Ich glaube die große Frage ist, wie weit ich mich aus dem Fenster lehnen will: Ich könnte einfach hingehen und erstmal meine Ergebnisse so präsentieren, wie ich es in der Dissertation gemacht habe. Dann können die Mitglieder der Promotionskommission ihre Kritik wiederholen und ich kann dazu etwas sagen. Mir erscheint das etwas redundant, aber vielleicht sollte man es so machen?
Alternativ könnte ich auch direkt die zentralen Punkte aufgreifen und skizzieren, was sich trotzdem noch rausholen lässt. Allerdings bin ich mir unsicher, ob ich in der verbleibenden Zeit durch neue Berechnungen wirklich noch etwas sinnvolles auf die Beine bekommen würde.
Ich habe heute mal die zentralen Stellen nachgerechnet und es ist leider wirklich so, dass einige Messungen statistisch unzuverlässig sind, was mit der Erhebung selbst zusammenhängt. Das heißt ich müsste den Model Scope verändern, und das ist wiederum theoretisch fragwürdig.
Daher tendiere ich dazu ganz stumpf in die Disputation reinzugehen, darauf zu verweisen dass trotz der Messungen Effekte stark genug erscheinen um Hinweise zu geben, die Fehler einzuräumen, um diese dann vor Veröffentlichung nachträglich in die Diskussion einzubauen.
Die Note ist mit "cum laude" typisch für externe Promovierende in meinem Fachbereich/Institut, es ist ein bisschen schade, aber umständehalber auch nicht peinlich. Rein formal kann sich an der Note durch die Disputation nach unten nichts ändern (außer durchfallen). Und ich bin mir nicht sicher, ob es möglich wäre mit einer "summa" in der Verteidigung tatsächlich noch auf eine Magna zu kommen (ich weiß auch nicht, welche Kriterien für eine Summa in der Disputation gelten, für die Benotung der Dissertation ist es bei uns sehr streng, da muss die Benotung muss einstimmig sein und ohne Nachbesserungsvorschläge).

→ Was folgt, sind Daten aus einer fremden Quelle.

PR #609, opened 2026-07-25
perf(record): reuse a page's image decodes across its records (#451)

ben-milanko:
Follow-up to #607, whose device trace produced the numbers below.

That trace showed the scheduler race closed and left one cost standing above everything else — **≈6.9 s of `serialize=` across seven records, every one of them `cmyk:1`**:

```
[1438]  p2  serialize=908ms   cmyk:1
[2775]  p2  serialize=882ms   cmyk:1
[4031]  p2  serialize=910ms   cmyk:1
[4034]  p3  serialize=950ms   cmyk:1,notDct:2
[5556]  p3  serialize=918ms   cmyk:1,notDct:2
[15138] p29 serialize=1174ms  cmyk:1,notDct:1
[17412] p29 serialize=1148ms  cmyk:1,notDct:1
```

One `DeviceCMYK` JPEG per page the browser codec declines, decoded in pure Dart — and **re-paid on every record of that page**. A worker records the same page several times in one scroll (vector-first, full, prerender warm, thumbnail tile). Page 2 pays it three times; that repetition is ~4.6 s of the 6.9 s.

## The other lever died on contact — worth recording

The obvious first move was "cap the declined decode to the record's pixel budget": a 128 px thumbnail has no business decoding a 2 Mpx CMYK image. New `tool/bench_image_scale_cost.dart` decodes each image three ways:

```
  fullMs   pageMs   tileMs  tile/full  native      page        tile
   186.3    184.5    188.5       1.01  1280x1655   1280x1655   257x333   p2  CMYK SMask DCT
   191.2    186.0    188.2       0.98  1280x1655   1280x1655   257x333   p3  CMYK SMask DCT
   201.5    206.9    204.5       1.01  1241x1621   1241x1621   250x326   p29 CMYK SMask DCT
     7.1      5.0      2.6       0.37  1241x1621   1241x1621   250x326   p29 Gray Flate
```

**The thumbnail already asks for the small size and it costs the same.** #603's budget reaches the codec correctly; the *decoder* ignores the target for DCTDecode — it decodes the whole JPEG and downsamples. The Flate row at `0.37` shows that path does honour it. DCT has no scaled path the way JPX has `_decodeJpxScaled`.

Splitting further: JPEG entropy+IDCT inside `package:image` is only **~31%**; the other ~69% is our CMYK→RGBA/SMask/ICC pass at full resolution. A scaled DCT decode is therefore worth much more than 31% — but needs a reduced-IDCT decode `JpegData` doesn't expose. Left as follow-up.

## What this does

`PdfImageDecodeCache`: a bounded LRU threaded through `serializeCommands` as an optional `imageCache:`, owned one-per-open-document by both worker backends.

Deliberately **exact-match** — same stream, same requested target size — and it never downsamples a larger entry to serve a smaller request, because for formats that *do* have a scaled decode path that would substitute different pixels for the ones the decoder would have produced. As built, **reuse is byte-identical to decoding again**, so the cache cannot change what a record renders. That is the whole safety argument, and it's asserted directly in both the tool and the tests.

Keyed on `CosStream` object identity: a worker opens its document once per session and `CosDocument` memoises loaded objects, so a page's streams are the same objects across records. The trace confirms the affinity holds — page 2's three records all on `worker=2`, page 3's two on `worker=0`, page 29's two on `worker=2`.

## Result

`tool/bench_record_reuse.dart` serializes each page twice with a shared cache and twice without, and checks the bytes:

```
   firstMs  secondMs  reuseMs   saved  identical  page
      57.9      17.0       4.5     74%        yes  p1
     251.8     224.6      10.1     95%        yes  p2
     222.4     214.2      15.4     93%        yes  p3
      17.7      25.4       4.4     83%        yes  p8
     244.3     230.6       9.8     96%        yes  p29
       8.1       7.4       2.8     62%        yes  p30
       8.9      10.7       2.9     73%        yes  p31

  re-record uncached 729.8ms -> cached 49.9ms (93% less),
  first record 811.2ms either way.
```

The saving lands exactly on the pages the trace flagged — 2, 3, 29 — at 93–96%. A page's first record is unchanged; this only removes repetition. Byte-identical on every page.

## Testing

Eight unit tests on the cache (reuse, size-keyed separation, native as its own key, identity not equality, declines uncached, LRU eviction, oversize bypass, clear), plus one codec-level test pinning the integration — the unit tests would all pass against a codec that never consulted the cache it was handed. That test was confirmed to fail against exactly that mutation.

pdf_graphics 966, dart_pdf_editor 1989, analyzer clean.

### DIFF
--- a/.github/workflows/deploy-app-web.yml
+++ b/.github/workflows/deploy-app-web.yml
@@ -50,7 +50,9 @@ jobs:
           --out ../packages/dart_pdf_editor_assets/assets/web/pdf_render_worker.dart.js
 
       # CanvasKit renderer (matches the app preview + release web builds).
-      - run: flutter build web --release
+      # PDF_BUILD_COMMIT stamps the build into the `?perf=1` trace, so a device
+      # trace says which build produced it instead of being dated by hand (#451).
+      - run: flutter build web --release --dart-define=PDF_BUILD_COMMIT=${GITHUB_SHA::7}
         working-directory: app
 
       - name: Cache-bust web build
--- a/.github/workflows/preview-app-web.yml
+++ b/.github/workflows/preview-app-web.yml
@@ -46,8 +46,15 @@ jobs:
           dart run dart_pdf_editor:build_web_worker
           --out ../packages/dart_pdf_editor_assets/assets/web/pdf_render_worker.dart.js
 
-      - run: flutter build web --release
+      # PDF_BUILD_COMMIT stamps the build into the `?perf=1` trace, so a device
+      # trace from a preview says which build produced it (#451). A preview
+      # builds the PR head, so the merge SHA would be the wrong answer.
+      - run: >-
+          flutter build web --release
+          --dart-define=PDF_BUILD_COMMIT=${PREVIEW_SHA::7}
         working-directory: app
+        env:
+          PREVIEW_SHA: ${{ github.event.pull_request.head.sha || github.sha }}
 
       - name: Cache-bust web build
         run: bash tool/web_cache_bust.sh app/build/web
--- a/app/lib/main.dart
+++ b/app/lib/main.dart
@@ -14,6 +14,13 @@ import 'l10n/app_localizations.dart';
 import 'app.dart' deferred as app;
 import 'app_info.dart' deferred as app_info;
 
+/// The git commit this build was compiled from, or `unknown` for a build that
+/// did not pass one. Supplied by the build scripts as
+/// `--dart-define=PDF_BUILD_COMMIT=$(git rev-parse --short HEAD)`; a plain
+/// `flutter run` leaves it unset, which is honest rather than misleading.
+const kBuildCommit =
+    String.fromEnvironment('PDF_BUILD_COMMIT', defaultValue: 'unknown');
+
 /// On Windows and Linux the OS launches the app with the opened file as a
 /// command-line argument; the Flutter runner forwards it here.
 Future<void> main(List<String> args) async {
@@ -28,6 +35,12 @@ Future<void> main(List<String> args) async {
   // native, where there's no query string), so no `package:web` import.
   if (Uri.base.queryParameters['perf'] == '1') {
     PdfPerfLog.enabled = true;
+    // Stamp the build the trace came from, first line. A device trace is
+    // otherwise unattributable: a #451 trace captured 4 minutes after a fix
+    // commit turned out to predate the build and read as "the fix did
+    // nothing", which cost a round trip to work out (see
+    // doc/dev-log/2026-07-26-record-image-decode-reuse-451.md).
+    PdfPerfLog.log('build commit=$kBuildCommit');
   }
 
   runApp(_DeferredApp(launchArgs: args));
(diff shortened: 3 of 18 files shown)


ben-milanko:
## The first version was inert — device trace, and the fix

The exact-match cache did nothing on device. Page 2 still paid ~880 ms twice:

```
[29994] p2 worker=2 serialize=876ms  decodedMpx=0.4  cmyk:1  transcript=miss
[32677] p2 worker=2 serialize=884ms  decodedMpx=1.4  cmyk:1  transcript=hit
```

Same page, same worker, same declined CMYK image. Note `decodedMpx` — 0.4 against 1.4. A page's repeat records are a full-page pass and a 128 px thumbnail tile, **at different image pixel ratios by construction**, so they never ask for the same target and exact match never fires on the records that matter.

The fault was in my bench: it re-recorded at the *same* ratio, a sequence production never performs. `bench_record_reuse.dart` now records at a page ratio then a tile ratio.

### 1. Reuse across ratios, safely

A retained **native** decode may be downsampled to serve a smaller target — but only for streams whose decoder ignores the target anyway (`pdfImageDecodeIgnoresTarget`, i.e. DCTDecode). That isn't a concession: `bench_image_scale_cost` measured `tile/full = 1.01` for those, because `decodePdfImage(target)` on a DCT stream already *is* `downsamplePdfDecodedPixels(decodePdfImagePixels(...), tw, th)`.

The **native-entry** restriction is load-bearing — downsampling an entry that was itself a downsample would not match. Flate/CCITT/JPX keep the strict exact-match rule, because serving them from a downsample *would* change pixels.

### 2. The browser-codec decode was entirely uncached

`_withBrowserDecodedImages` ran `_decodeWithBrowserCodec` fresh on every record, at native resolution with no target, so it repeated identically:

```
p6   decode=318ms, 329ms, 331ms      p13  decode=537ms, 548ms, 631ms
p1   decode=421ms, 427ms             p5   decode=426ms, 424ms
p11  decode=421ms, 431ms             p23  decode=435ms, 406ms
p25  decode=437ms, 430ms             p4   decode=459ms, 439ms
```

Roughly 3–4 s of pure repeat in one scroll window — larger than the CMYK serialize total this PR was opened for. No target means no size dimension, so it keys on stream alone. Reuse reports as `reused=N` beside `codec=N`, so the next trace shows it directly.

## Result, on the pattern that actually occurs

```
    pageMs    tileMs  tileCachedMs   saved  identical  page
     105.4      12.1       10.5      13%        yes  p1
     298.9     224.2        9.1      96%        yes  p2
     223.6     220.5       21.3      90%        yes  p3
      37.8      46.6       15.2      67%        yes  p8
     287.5     249.4       22.9      91%        yes  p29
      14.5      14.6        6.7      54%        yes  p30
       9.2      30.1       26.6      12%        yes  p31

  thumbnail record after a full-page record: 797.5ms -> 112.4ms (86% less)
```

Byte-identical on every page. Pages 1 and 31 barely move — their images are cheap and there's little to reuse.

## Testing note

Both codec tests needed a second attempt, both times because **the fixture was too small to trip the resolution cap**. A 2×2 image decodes identically at every ratio, so the cross-ratio test passed against a codec that applied the native route to *every* format. It now uses a 64×64 gradient where ratio 0.2 binds, and asserts the routing structurally (a non-DCT stream must never be retained natively) rather than hoping two formats disagree on pixels. Confirmed to fail against the dropped-predicate mutation.

pdf_graphics 970, dart_pdf_editor 1989, zero Ghent baseline movement, analyzer clean.

Issue #647, opened 2026-08-04
[Bug]: Selection rectangle for proportional-font text doesn't sit on the actual glyphs


SpanManX:
### Affected package

pdf_graphics

### What happened?

Double-clicking a word in a PDF rendered by dart-pdf gives a selection rectangle that's visibly misaligned with the glyphs. For a string like Hello, world! in 24pt Helvetica, double-clicking world lands a highlight band that is offset by roughly 1/3 of the run width — well clear of the glyphs themselves.

### Minimal reproduction

# Windows
<img width="729" height="468" alt="Image" src="https://github.com/user-attachments/assets/d9719052-8b2a-4f12-a67a-192e3b9e41bd" />

<img width="545" height="201" alt="Image" src="https://github.com/user-attachments/assets/46ac7d73-c784-4c4a-8feb-0fd55ac0f86d" />

# Android

<img width="273" height="72" alt="Image" src="https://github.com/user-attachments/assets/12656e1c-fe33-4703-b01b-1f53c3ffafcb" />

<img width="330" height="228" alt="Image" src="https://github.com/user-attachments/assets/4b382ea2-1b09-4de8-9aac-99a75980780b" />

### Error output or stack trace

```text

```

### Version or commit

main

### Platform

Flutter Windows

### Environment details

```text

```

### Checks already run

```shell

```

### Before submitting

- [x] I searched existing issues and did not find a duplicate.
- [x] I can provide a non-confidential reproducer or enough detail to create one.

ben-milanko:
Resolved by #648 and #655. #648 fixed the range-to-selection geometry for proportional fonts, while #655 fixed the remaining substituted-glyph painting drift tracked in #649. Together they cover the reported selection misalignment on non-embedded Helvetica, so I’m closing this as completed.

PR #648, opened 2026-08-05
Put selection geometry on the glyphs of proportional fonts (#647)

ben-milanko:
Refs #647 — deliberately **not** `Fixes`, so merging this leaves the issue open.

#647 has two independent halves. This PR fixes the first: the selection's own geometry (range → rectangle), which is now exact. The second is glyph *painting* — for a substituted font the device matches only the run's **total** width, so interior glyphs drift up to ~4pt mid-run and a correctly placed band still reads as offset. That half is split out as #649, with the measurements. #647 should close when both have landed.

## Summary

`PdfPageText.quadsFor` sliced a run's width by character **count**, which assumes every character is the same width. In a proportional font they are not, so the selection band sat beside the glyphs rather than on them. It had carried a placeholder since the beginning:

```dart
// approximate within-run positions by character fraction; per-glyph
// geometry arrives with the font engine
```

`positionNear` made the same assumption in reverse, so a double-click's two halves — point → character, character → rectangle — compounded the error.

On the issue's own repro (`Hello, world!` in 24pt Helvetica) the `world` band landed 3pt right and 6.5pt narrow. The error scales with how uneven the run is: `I` is 0.278em in Helvetica and `W` is 0.944em, so on `IIIIII WWWWWW` the highlight misses by more than a quarter of the run — the "roughly 1/3" the issue reports.

**The fix** carries the real advances end to end. The interpreter already accumulates the exact pen position per glyph; it just discarded it for anything but embedded outlines.

- `PdfTextRun.charOffsets` — em-space offset of every character boundary, length `text.length + 1`, last entry `== width`.
- `PdfInterpreter(collectCharOffsets:)` — **off by default**. Painting walks get the same positions from `PdfTextRun.glyphs` and would otherwise pay a list per run for nothing; `PdfTextExtractor` turns it on.

The flag is what makes the reported case work at all: `glyphs` is only built for `hasOutlines || isType3`, so a **non-embedded** standard-14 Helvetica — exactly the issue's PDF — has no glyph list. `charOffsets` needs only the metrics, so it covers substituted fonts too.

`PdfExtractedRun.charOffsets` carries the table to `quadsFor`/`positionNear`, which now binary-searches for the nearest boundary instead of scaling a fraction.

API impact: two new optional fields and one new optional constructor parameter. No existing signature changes; runs without a table fall back to the previous interpolation.

## Affected packages

- [ ] `pdf_cos`
- [ ] `pdf_document`
- [x] `pdf_graphics`
- [x] `dart_pdf_editor` (test only)
- [ ] `pdf_test_fixtures`
- [ ] Example app

## Change type

- [x] Bug fix
- [ ] Feature
- [ ] Rendering change
- [ ] Editing behavior change
- [ ] Performance change
- [ ] Refactor / cleanup
- [ ] Tests / fixtures only
- [ ] Documentation only

## Validation

- [x] `fvm flutter pub get`
- [x] `fvm dart analyze` — clean
- [x] `cd packages/pdf_cos && fvm dart test` — 356 pass
- [x] `cd packages/pdf_document && fvm dart test` — 808 pass
- [x] `cd packages/pdf_graphics && fvm dart test` — 1009 pass
- [x] `cd packages/dart_pdf_editor && fvm flutter test` — 2114 pass
- [ ] Example app smoke test

The render path is untouched — the flag leaves `charOffsets` null for every painting walk — so no render baseline can move. Covered instead by the deterministic counter gate (`tool/perf.sh gate`: 12 inputs, 13 counters within 3%) and the corpus A/B below, which does exercise the real 16-file corpus through parse + interpret + extract.

## Performance

Text extraction is on the changed path, so it was measured rather than eyeballed. `tool/perf.sh diff d84479b SCENARIO`, 4 interleaved runs:

| metric | `type3-text-sweep` | `dartpdf-corpus` |
| --- | --- | --- |
| `openMs` | 1.031x | 0.976x |
| `firstPageMs` | 0.934x | 0.991x |
| `interpretMs` | 0.953x | 0.979x |
| `extractMs` | 1.037x | 1.009x |
| `saveMs` | 1.031x | 0.990x |
| `peakRssBytes` | 1.033x | 1.017x |

Both VERDICT OK.

**The corpus sweep caught a regression the single-scenario run missed.** `extractMs` first came back at **1.114x — REGRESSED**, over the 1.10 gate, worst on `text-report-40p.pdf` at 1.45x. Two causes, both fixed in the first commit:

- `_sliceCharOffsets` copied the whole advance table per run, when the common case is one extracted run per source run and the slice is the whole thing already rebased at 0. It now shares the source list — nothing mutates it — saving an allocation and a copy per run.
- the per-glyph clamp read `charOffsets.last` (a bounds-checked call once per glyph); the tail is now tracked in a local.

`type3-text-sweep` alone said 1.037x and looked fine, so for extraction changes the corpus scenario is the one that matters. Also worth stating plainly: the first 1.114x was measured while I had sources open mid-run, which `CLAUDE.md` forbids for exactly this reason, so I discarded it and re-ran clean. Both columns above are complete uninterrupted runs.

## Notes for reviewers

Gotchas worth a look:

- **The BiDi pass invalidates the table.** `_bidiLine` reverses runs and re-splits them per glyph, so the offsets stop lining up with a piece's characters. `_sliceCharOffsets` declines unless the piece is the source's own characters in their own order, and `quadsFor`/`positionNear` additionally ignore a table on an RTL run. RTL keeps the previous interpolation exactly.
- **Vertical writing mode gets null** — the pen advances along y, so a per-character *x* offset is meaningless.
- **A /ToUnicode ligature** maps one code to several characters. The PDF positions the code, not its pieces, so the advance splits evenly; the invariant that matters is the `text.length + 1` length, asserted at the emit site.
- **Offsets are clamped non-decreasing.** A negative `Tc` tighter than a glyph's own width walks the pen backwards, and consumers binary-search these. `_bidiLine` already did the same `math.max` for glyph offsets.
- **Two codecs, not one — and both their tests passed with the offsets dropped.** `serializePageText` (`render_command_codec.dart`) is the render-worker hop, the path this fix actually travels in production; its test compared only search *hit counts*. `pdfEncodePageText` (`text_cache.dart`) is the on-disk tier (magic `PTX2` → `PTX3`); its sample runs carried no `charOffsets` at all. Neither would have noticed a field missing from the wire. Both now compare geometry, and the worker one was verified to fail with the field removed.

Three existing tests pinned the old approximation by name ("interpolated rects", a `perChar` expectation) and were rewritten to the exact metrics; one now also asserts the old value is >2pt away, so the approximation cannot quietly return.

Two lines remain uncovered by choice: the vertical-writing bail-out, and the partial-slice rebase that only runs for per-glyph LTR pieces inside a bidirectional line. A mixed-script fixture for the latter looked disproportionate given RTL geometry is unchanged here, but say the word and I'll pin it.

Session notes: `doc/dev-log/2026-08-05-per-character-advances-647.md`.

### DIFF
--- a/doc/dev-log/2026-08-05-per-character-advances-647.md
+++ b/doc/dev-log/2026-08-05-per-character-advances-647.md
@@ -1,0 +1,75 @@
+# Per-character advances for selection geometry (#647)
+
+Selection and search highlights sat beside the glyphs instead of on them.
+`PdfPageText.quadsFor` had carried a placeholder since the beginning:
+
+```dart
+// approximate within-run positions by character fraction; per-glyph
+// geometry arrives with the font engine
+final logicalStart = (overlapStart - run.startIndex) / run.text.length;
+```
+
+Slicing a run's width by *character count* assumes every character is the
+same width. In a proportional font they are not. On the `buildClassicPdf`
+fixture - `Hello, world!` in 24pt Helvetica, the issue's own repro -
+double-clicking `world` produced a band 3pt to the right of the word and
+6.5pt too narrow. The error scales with how uneven the run is: `I` is
+0.278em and `W` is 0.944em, so on `IIIIII WWWWWW` the highlight misses by
+more than a quarter of the run, which is the "roughly 1/3" the reporter saw.
+
+Both halves of selection were wrong and compounded: `positionNear` mapped a
+click to a character by the same linear fraction, then `quadsFor` mapped it
+back.
+
+## The fix
+
+The interpreter already accumulates the exact pen position per glyph - it
+just threw it away for anything but embedded outlines. Now it can keep it:
+
+- `PdfTextRun.charOffsets` - em-space offset of every character boundary,
+  length `text.length + 1`, last entry `== width`.
+- `PdfInterpreter(collectCharOffsets:)` - **off by default**. Painting walks
+  get the same positions from `PdfTextRun.glyphs` when the font is embedded
+  and would otherwise pay a list per run for nothing;
+  `PdfTextExtractor._interpret` turns it on.
+
+The flag is what makes this work for the reported case at all. `glyphs` is
+only built for `font.hasOutlines || font.isType3`, so a **non-embedded**
+standard-14 Helvetica - exactly the issue's PDF - has no glyph list.
+`charOffsets` needs only the metrics, so it covers substituted fonts too.
+
+`PdfExtractedRun.charOffsets` carries the table through to
+`quadsFor`/`positionNear` (which now binary-searches for the nearest
+boundary instead of scaling a fraction).
+
+## Gotchas
+
+- **The BiDi pass invalidates the table.** `_bidiLine` reverses runs and
+  re-splits them per glyph, so the offsets no longer line up with the
+  piece's characters. `_sliceCharOffsets` returns null unless the piece is
+  the source's own characters in their own order (`sourceEnd - sourceStart
+  == text.length`, and not RTL). RTL keeps the old interpolation exactly -
+  it already had per-glyph geometry from its own path.
+- **Vertical writing mode gets null**: the pen advances along y there, so a
+  per-character *x* offset is meaningless.
+- **One code can map to several characters** through a /ToUnicode ligature.
+  The PDF positions the code, not its pieces, so the advance splits evenly
+  across them - the invariant that matters is that the table stays
+  `text.length + 1` long (asserted at the emit site).
+- **Offsets are clamped non-decreasing.** A negative `Tc` tighter than a
+  glyph's own width walks the pen backwards; consumers binary-search these.
+  `_bidiLine` already did the same `math.max` for glyph offsets.
+- **Two codecs, not one.** `serializePageText` in `render_command_codec.dart`
+  is the render-worker hop - the app extracts text off-thread, so *that* is
+  the path the fix actually travels in production; missing it would have
+  left the bug live everywhere but tests. `pdfEncodePageText` in
+  `text_cache.dart` is the on-disk tier (magic bumped `PTX2` → `PTX3` so
+  stale blobs miss rather than mis-parse).
+
+## Measurements
+
+`tool/perf.sh gate`: 12 inputs, 13 counters within 3%.
+`tool/perf.sh diff d84479b type3-text-sweep` (~7400 glyphs/page, the densest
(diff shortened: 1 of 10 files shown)


ben-milanko:
Closing out the two things the description left open.

**Corpus perf A/B — the `extractMs` regression is resolved.**

`tool/perf.sh diff d84479b dartpdf-corpus`, 4 interleaved runs over 16 files, on an otherwise idle machine:

| metric | before the fixups | now |
| --- | --- | --- |
| `openMs` | 1.016x | 0.976x |
| `firstPageMs` | 1.005x | 0.991x |
| `interpretMs` | 0.995x | 0.979x |
| `extractMs` | **1.114x — REGRESSED** | **1.009x** |
| `saveMs` | 0.991x | 0.990x |
| `peakRssBytes` | 1.013x | 1.017x |

VERDICT: OK. The 11% came from two things, both now fixed in the first commit: `_sliceCharOffsets` copied the whole advance table per run when the common case is one extracted run per source run (it now shares the already-rebased list, since nothing mutates it), and the per-glyph loop re-read `charOffsets.last` instead of tracking the tail in a local. What's left is inside noise.

Worth noting explicitly: the earlier 1.114x number was measured while I had edited sources mid-run, which `CLAUDE.md` forbids for exactly this reason, so I discarded it and re-ran clean rather than trust it. Both figures above come from complete uninterrupted runs.

**Full `dart_pdf_editor` suite: 2114 pass** against the final tree, including the late non-decreasing-clamp tweak the description flagged as still pending.

**Coverage.** The first codecov pass flagged `text_cache.dart` at 44% on the patch — the codec's sample runs carried no `charOffsets`, so the new encode/decode branches were never exercised. That is a persistence path, and a silent drop there would revert highlights to the interpolated positions *only on a reopened document*, which is precisely the kind of bug that survives a green suite. Covered in fb7669a; that file is now 100% and patch coverage is 97.94%.

Two lines remain uncovered, deliberately: the vertical-writing-mode bail-out, and the partial-slice rebase in `_sliceCharOffsets` that only runs for per-glyph LTR pieces inside a bidirectional line. Building a mixed-script fixture for the latter looked disproportionate given RTL geometry is explicitly unchanged by this PR — offsets are declined for RTL runs, so those paths keep the previous interpolation byte for byte. Happy to add one if you'd rather have it pinned.

---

Ich denke daher im Prinzip geht es jetzt hauptsächlich darum, mündlich solide vorzutragen und nicht die Nerven zu verlieren, wenn sie mich in die Mangel nehmen. Das heißt ich kann bloß versuchen ein bisschen zu steuern, welche Form von "in die Mangel nehmen" es wird.
Was denkt ihr über die Gratwanderung Kritik aus den Gutachten direkt adressieren vs. nicht aktiv thematisiere und dann redundant behandeln? Vielleicht gibt es hier ja Menschen, die im Wissenschaftsbetrieb arbeiten und mehr Erfahrung haben mit dem Format "Disputation".
Habt ihr schon mal gehört von einem Fall, wo die Disputation zur besseren Note geführt hat?
Würdet ihr nochmal Kontakt aufnehmen mit dem Betreuer vorher? Ist sowas üblich? Ich habe einfach keine Ahnung, wie andere das machen, die ein engere Verhältnis zum Betreuer / zur Betreuerin haben.
Grüße euch!
ich habe letztes Jahr meine berufsbegleitende Dissertation abgegeben und in knapp drei Wochen wird meine Verteidigung stattfinden.
Darauf bereite ich mich jetzt vor.
Da ich als externer Doktorand promoviert habe, bin ich mit den Geflogenheiten am Institut wenig vertraut und habe auch ein recht distanziertes Verhältnis zu meinem Betreuer (und zu Zweitgutachter, Mitglieder der Promotionskommission erst recht).
Ich habe die beiden Gutachten vor zwei Wochen erhalten und habe mich mit der Kritik inzwischen auseinandergesetzt.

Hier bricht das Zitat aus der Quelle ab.